---- Records shown

PR #3534, opened 2013-06-13
'native' is reserved on Android 2.2, so access it array-style.

### LINKED ISSUE #3522: dev and beta sites not loading dialog on android 2.2
1. goto {dev,beta}.123done.org on a Android 2.2 stock browser, or Firefox
2. click the sign in button

actual: dialog opens and spins with loading icon

expected: it should load.  It works on Android 4.0 and desktop as expected.

jaredhirsch:
Fixes #3522. FML.

### DIFF
--- a/resources/static/dialog/js/modules/dialog.js
+++ b/resources/static/dialog/js/modules/dialog.js
@@ -50,7 +50,8 @@ BrowserID.Modules.Dialog = (function() {
     if (win.sessionStorage.primaryVerificationFlow) {
       try {
         var info = JSON.parse(win.sessionStorage.primaryVerificationFlow);
-        if (info.native) return;
+        /*jshint sub: true */
+        if (info['native']) return;
       } catch(e) {
         self.renderError("error", {
           action: {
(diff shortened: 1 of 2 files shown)


shane-tomlinson:
@6a68, in test/cases/dialog/js/modules/verify_primary_user.js, there are two more instances of ".native". Can you update theses as well?

With that change, I am r+ on this, tests pass: selenium, frontend, backend.

jaredhirsch:
@shane-tomlinson nice catch, thanks!

I did a little digging. 'native' is an ES2/ES3 reserved word. IE7/8 (and IE9+ in compat mode presumably?) will barf on ES3 reserved words, as will Android up to 3 (not 100% sure on this, looking for a canonical ref on ES versions in embedded webkit).

It turns out there's a pull request opened just yesterday to fix a jshint bug where ES3 mode does not trigger errors when ES3 reserved words are used as object properties: https://github.com/jshint/jshint/pull/1139

Going to get this merged in for expediency's sake, then going to look at our jshint settings. If we can enable ES3 mode, and that patch lands, then we can theoretically avoid this craziness for other words, like, I dunno, 'volatile' or 'goto' or 'public' :grimacing:

shane-tomlinson:
Nice work on this @6a68!

PR #3545, opened 2013-06-17
Do not generate a silent assertion for an address in a transition state.

shane-tomlinson:
@lloyd, @ozten, @seanmonstar - need discussion and review.


jaredhirsch:
@shane-tomlinson holy :hankey: dude, that was quick! Glad I was on the right track, if going 20x slower than your analysis :-D

shane-tomlinson:
From the email I sent yesterday, emails converted from a primary-secondary were only marked as secondary when /wsapi/cert_key was generated. This meant if a user closed the original dialog before they verified their email address, when they re-opened the dialog the address would _still_ be in a transition state.

To avoid this, I made a change to the backend - as soon as a user verifies ownership of an email address with the fallback IdP, mark the address to a secondary. The user verified. They signaled their desire to convert.

I had to update one backend test, in address-info-test.js, line 373. The test checks the return status of /wsapi/address_info and is labelled "returns 'known' and not 'offline'". @ozten, you made the change on line 373 from "known" to "transition_to_secondary", I changed it back to "known".

I believe our behavior has been incorrect and could have led to confusion if users tried to convert their account from primary->secondary and closed the original dialog before verifying their ownership of the address. If users did this on an RP that used the .get API, the user would have continually been locked in the "transition_to_secondary" state because /wsapi/cert_key would never have been called.

What, if any, repercussions does my change have?

shane-tomlinson:
@ozten, @lloyd, @seanmonstar - can I get review/discussion on this?

lib/wsapi/complete_user_creation.js
```diff
@@ -95,7 +95,16 @@ exports.process = function(req, res) {
                                      duration_ms: durationInfo.durationMS
                                     }, function(err) {
             if (err) return wsapi.databaseDown(res, err);
-            res.json({ success: true });
+            // If the user created an account for an address whose primary
+            // is disabled, the database has the addresses type as "primary".
+            // Unless the type is changed to "secondary", /wsapi/address_info
+            // will return "transition_to_secondary" as the address state.
+            // The user has verified the address. The transition is complete.
+            // Get rid of the transition state.
```
ozten, line 103: This comment is long and confusing. Can we make it more concise? Write it to your future self.

resources/static/common/js/user.js
```diff
@@ -1178,17 +1188,12 @@ BrowserID.User = (function() {
      */
     checkForInvalidCerts: function(email, info, done) {
       function clearCert(email, idInfo) {
+        delete idInfo.priv;
```
ozten, line 1191: Nice.

resources/static/common/js/user.js
```diff
@@ -1464,24 +1476,86 @@ BrowserID.User = (function() {
...
-            }
-          } else {
-            onComplete(loggedInEmail, null);
+        var loggedInEmail = storage.site.get(origin, "logged_in");
+        // User is not signed in to Persona or not signed into the site.
+        if (!(authenticated && loggedInEmail))
+          return complete(onComplete, null, null);
+
+        User.resetCaches();
+        User.addressInfo(loggedInEmail, function(info) {
```
ozten, line 1536: This is expensive. I'm guessing you've tried hard to avoid this. Down the road we could 
- add an expiration to our cache, 
- Do a series of addressInfo calls while the dialog is idle
- ???
  or something to optimize this, or some other optimization to avoid the extra network hit.

tests/address-info-test.js
```diff
@@ -370,7 +370,7 @@ suite.addBatch({
           assert.isNull(e);
           var r = JSON.parse(r.body);
           assert.equal(r.type, "secondary");
-          assert.equal(r.state, "transition_to_secondary");
+          assert.equal(r.state, "known");
```
ozten, line 373: Sorry about that. I don't have much of this swapped into my head, but this looks good.

Issue #342, opened 2011-10-03
Safari on OSX errors trying to access relay frame.


shane-tomlinson:

shane-tomlinson:
This actually _crashes_ Safari 5.0.4 on Windows 7.

shane-tomlinson:
df6603eaafa45a9948c567e6e5baebd96cc51c94 fixes this.  Removed "autofocus" from the email element.  Stupidest crash bug ever.

PR #3554, opened 2013-06-19
compensate for focus issues on ie8 by clicking text fields before sending keystrokes to it

jrgm:
This is the wrong way to fix this, as it points out some focus issues on IE8 in the UI. So don't actually merge this PR if we can clean up where focus is wrong.

So, when https://github.com/lloyd/testidp.org/issues/10 is fixed, and the IE8 focus issues get resolved, the IE{8.9} situation goes from this:

pre

To this;
post

(Side note: Opera is confused about clicking on the button with an very long testidp.org email address that extends outside the view to the left; this seems to me a bug in OperaDriver targetting the top-left rather than the middle of the element. Some of the OSX failures for Safari are due to the lack of support for dealing with `alert`'s (already an issue on file)).

### DIFF
--- a/automation-tests/tests/add-primary-to-primary.js
+++ b/automation-tests/tests/add-primary-to-primary.js
@@ -65,6 +65,7 @@ runner.run(module, {
       .wclick(CSS['123done.org'].signInButton)
       .wwin(CSS['dialog'].windowName)
       .wclick(CSS['dialog'].useNewEmail)
+      .wclick(CSS['dialog'].newEmail) // Click this text field to help IE8.
       .wtype(CSS['dialog'].newEmail, secondPrimaryEmail)
       .wclick(CSS['dialog'].addNewEmailButton)
       .wclick(CSS['dialog'].verifyWithPrimaryButton)
--- a/automation-tests/tests/add-primary-to-secondary.js
+++ b/automation-tests/tests/add-primary-to-secondary.js
@@ -72,6 +72,7 @@ runner.run(module, {
       .wclick(CSS['123done.org'].signInButton)
       .wwin(CSS['dialog'].windowName)
       .wclick(CSS['dialog'].useNewEmail)
+      .wclick(CSS['dialog'].newEmail) // Click this text field to help IE8.
       .wtype(CSS['dialog'].newEmail, primaryEmail)
       .wclick(CSS['dialog'].addNewEmailButton)
       .wclick(CSS['dialog'].verifyWithPrimaryButton)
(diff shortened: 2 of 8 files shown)


shane-tomlinson:
@jrgm - did you add a wclick before _every_ wtype? If so, we may be better off extending wtype to first do a wclick before typing.

jaredhirsch:
@shane-tomlinson how about, if the UA is IE8, we wclick then type? ;-) :hack:

jrgm:
@shane-tomlinson I don't know if it was before _every_ wtype; it was for the cases where it was needed to get IE8 to work. 

Folding a wtype into wclick would look cleaner in the test code. But by "wrong way to fix this", I was thinking that this may be pointing at real places where we focus is not set correctly in IE8. For example, when you add another email to an account, on that screen, for IE8, the text field does not have focus.

jrgm:
And I probably should split out separate issues for screens where default focus is not set on IE8.

jrgm:
So, the lines where I added an extra click to set focus on a text field on IE8 are:

```
.wclick(CSS['dialog'].newEmail)                 add-primary-to-primary.js:68:
.wclick(CSS['dialog'].newEmail)                 add-primary-to-secondary.js:75:
.wclick(CSS['dialog'].newEmail)                 idp-transition/transition-to-secondary-forgot-password.js:86:
.wclick(CSS['dialog'].newEmail)                 idp-transition/transition-to-secondary.js:86:
.wclick(CSS['dialog'].newEmail)                 remove-email.js:112:
.wclick(CSS['dialog'].newEmail)                 remove-email.js:129:
.wclick(CSS['dialog'].newEmail)                 returning-user.js:66:
.wclick(CSS['dialog'].choosePassword)           idp-transition/primary-shuts-down-single-email.js:76:
.wclick(CSS['dialog'].choosePassword)           remove-email.js:132:
.wclick(CSS['dialog'].choosePassword)           returning-user.js:69:
.wclick(CSS['dialog'].choosePassword)           returning-user.js:71:
.wclick(CSS['dialog'].postVerificationPassword) reset-password-test.js:71:
```

The actual CSS for the above are:

```
newEmail: 'input#newEmail',
choosePassword: 'div#set_password input#password',
postVerificationPassword: 'input#password',
```

Fixing GH-3616 and GH-3617 on IE8 probably remove any need for this PR.

shane-tomlinson:
> But by "wrong way to fix this", I was thinking that this may be pointing at real places where we focus is not set correctly in IE8.

@jrgm - that's what I thought you meant, I had a PR [#3215] out to fix these but @6a68 and I decided "it wasn't ready". I am half tempted to resurrect that from the dead or use an approach similar to what @6a68 suggests in https://github.com/mozilla/browserid/pull/3215#issuecomment-16270216. I think instead of tabindex, I'd rather use a data-autofocus attribute. We saw how using autofocus with dynamically inserted elements can blow up certain versions of webkit in #342.

shane-tomlinson:
@jrgm - I am working on the "correct" way to do this, I'm gonna close this for now.

jrgm:
@shane-tomlinson yep, closing this makes good sense (I never meant for this to actually land).

shane-tomlinson:
@jrgm - BTW, thanks for the list of buttons, it makes it much easier to focus on specific problem areas.

PR #3565, opened 2013-06-20
When the user cancels from the "primary_offline" state, reset the caches so the user can try the address again.

### LINKED ISSUE #3155: If in a state in dialog where address lookup failed, should retry the lookup after cancel.
Enter an '@yahoo.com' email in the dialog.

If there is a network issue in looking up information from yahoo, in some cases the dialog will default to treat that address as a secondary; in other cases (not sure what the timing difference is), the dialog will transition to show the message `yahoo.com is not responding. Please wait a few minutes and try again.` with a cancel button.

The issue here is that if you click on `cancel` you go back to a screen where the email address you chose is shown; clicking `next` makes no attempt to retry to contact the network. It immediately goes back to the screen with 'not responding' and the cancel button. The user must quit the dialog to get out of this situation.

So, basically, clicking cancel should change state so that a retry is attempted.

We should get a fix for this on train-2013.03.28. Marking 5-star for now.

shane-tomlinson:
@ozten, you were the original module author, mind giving this a review?

An ephemeral instance is set up at https://address-lookup-faill.personatest.org

Fixes #3155

### DIFF
--- a/resources/static/dialog/js/misc/state.js
+++ b/resources/static/dialog/js/misc/state.js
@@ -421,8 +421,8 @@ BrowserID.State = (function() {
         // the record info.
         record = user.getStoredEmailKeypair(email);
 
-        // XXX If the user has a cert, do we really care of the primary is
-        // offline? Shouldn't we just sign them in?
+        // If a primary is offline, do not generate a cert for it because there
+        // is a good chance that the RP cannot fetch the IdP's public key.
         if ('offline' === addressInfo.state) {
           redirectToState("primary_offline", addressInfo);
         }
--- a/resources/static/dialog/js/modules/primary_offline.js
+++ b/resources/static/dialog/js/modules/primary_offline.js
@@ -5,10 +5,14 @@ BrowserID.Modules.PrimaryOffline = (function() {
   "use strict";
 
   var bid = BrowserID,
-      helpers = bid.Helpers;
+      helpers = bid.Helpers,
+      user = bid.User;
 
   function startDialogOver() {
     /*jshint validthis:true*/
+    // Reset the caches so that a user who cancels from this screen can go back
+    // and try the same address again in a few minutes.
+    user.resetCaches();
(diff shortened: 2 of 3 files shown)


resources/static/dialog/js/misc/state.js
```diff
@@ -421,8 +421,8 @@ BrowserID.State = (function() {
         // the record info.
         record = user.getStoredEmailKeypair(email);
 
-        // XXX If the user has a cert, do we really care of the primary is
-        // offline? Shouldn't we just sign them in?
+        // If a primary is offline, do not generate a cert for it because there
+        // is a good chance that the RP cannot fetch the IdP's public key.
```
ozten, line 425: Nice to have that question answered ;)

resources/static/dialog/js/modules/primary_offline.js
```diff
@@ -5,10 +5,14 @@ BrowserID.Modules.PrimaryOffline = (function() {
...
   var bid = BrowserID,
-      helpers = bid.Helpers;
+      helpers = bid.Helpers,
+      user = bid.User;
 
   function startDialogOver() {
     /*jshint validthis:true*/
+    // Reset the caches so that a user who cancels from this screen can go back
+    // and try the same address again in a few minutes.
+    user.resetCaches();
```
ozten, line 15: Nice and clean.

resources/static/test/cases/dialog/js/modules/primary_offline.js
```diff
@@ -53,5 +55,39 @@
...
+            email: "testuser@testuser.com",
+            type: "primary",
+            state: "known"
+          });
+          xhr.useResult("primary");
+
+          start();
+        }, testHelpers.unexpectedFailure);
+      }, testHelpers.unexpectedFailure);
+  });
```
ozten, line 90: Thanks for the test!

PR #3567, opened 2013-06-20
Fix primaries on FirefoxOS

shane-tomlinson:
@jedp - this is what I am thinking so far.

### DIFF
--- a/lib/configuration.js
+++ b/lib/configuration.js
@@ -62,6 +62,11 @@ var conf = module.exports = convict({
     format: 'string = "https://login.persona.org"',
     env: 'PUBLIC_URL'
   },
+  firefoxos_url: {
+    doc: "The publically visible FirefoxOS URL of the deployment",
+    format: 'string',
+    env: 'FIREFOXOS_URL'
+  },
   public_static_url: {
     doc: "The publically visible URL from which static resources are served",
     format: 'string',
@@ -360,13 +365,17 @@ if (conf.get('env') === 'test_json') {
   conf.set('database.driver', 'mysql');
 }
 
-// if static and verifier urls are not explicitly set, default them to the
-// same as the public url (used in ephemeral and local deployments)
+// if static, verifier, and firefoxos urls are not explicitly set,
+// default them to the same as the public url (used in ephemeral
+// and local deployments)
 if (!conf.has('public_static_url') || conf.get('public_static_url') === null) {
   conf.set('public_static_url', conf.get('public_url'));
 }
 if (!conf.has('public_verifier_url')) {
   conf.set('public_verifier_url', conf.get('public_url'));
+}
+if (!conf.has('firefoxos_url') || conf.get('firefoxos_url') === null) {
+  conf.set('firefoxos_url', conf.get('public_url'));
 }
 
 // augment the cachify prefix with the public_static_url
@@ -387,12 +396,14 @@ conf.validate();
  */
 module.exports.performSubstitution = function(app) {
   if (conf.get('public_url') !== 'https://login.persona.org' ||
+      conf.get('firefoxos_url') !== 'https://firefoxos.persona.org' ||
       conf.get('public_static_url') !== 'https://static.login.persona.org' ||
       conf.get('public_verifier_url') !== 'https://verifier.login.persona.org')
   {
     app.use(postprocess(function(req, buffer) {
       return buffer.toString()
         .replace(new RegExp('https://login.persona.org', 'g'), conf.get('public_url'))
+        .replace(new RegExp('https://firefoxos.persona.org', 'g'), conf.get('firefoxos_url'))
         .replace(new RegExp('https://static.login.persona.org', 'g'), conf.get('public_static_url'))
         .replace(new RegExp('https://verifier.login.persona.org', 'g'), conf.get('public_verifier_url'));
     }));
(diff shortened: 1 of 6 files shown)


resources/static/authentication_api.js
```diff
@@ -33,16 +33,25 @@
       setTimeout(function() { cb(email); }, 0);
     };
 
+    var ipServer = 'https://login.persona.org';
+    if (navigator.userAgent ===
+          "Mozilla/5.0 (Mobile; rv:18.0) Gecko/18.0 Firefox/18.0") {
```
jedp: I guess we can just check that it matches "Mobile" and "Gecko"?

jedp:
That is pretty damn cool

--------

**Exercise details**
Check every line of the entries above, and copy those that carry the string "would".

**Reply**
From the email I sent yesterday, emails converted from a primary-secondary were only marked as secondary when /wsapi/cert_key was generated. This meant if a user closed the original dialog before they verified their email address, when they re-opened the dialog the address would _still_ be in a transition state.
I believe our behavior has been incorrect and could have led to confusion if users tried to convert their account from primary->secondary and closed the original dialog before verifying their ownership of the address. If users did this on an RP that used the .get API, the user would have continually been locked in the "transition_to_secondary" state because /wsapi/cert_key would never have been called.
Folding a wtype into wclick would look cleaner in the test code. But by "wrong way to fix this", I was thinking that this may be pointing at real places where we focus is not set correctly in IE8. For example, when you add another email to an account, on that screen, for IE8, the text field does not have focus.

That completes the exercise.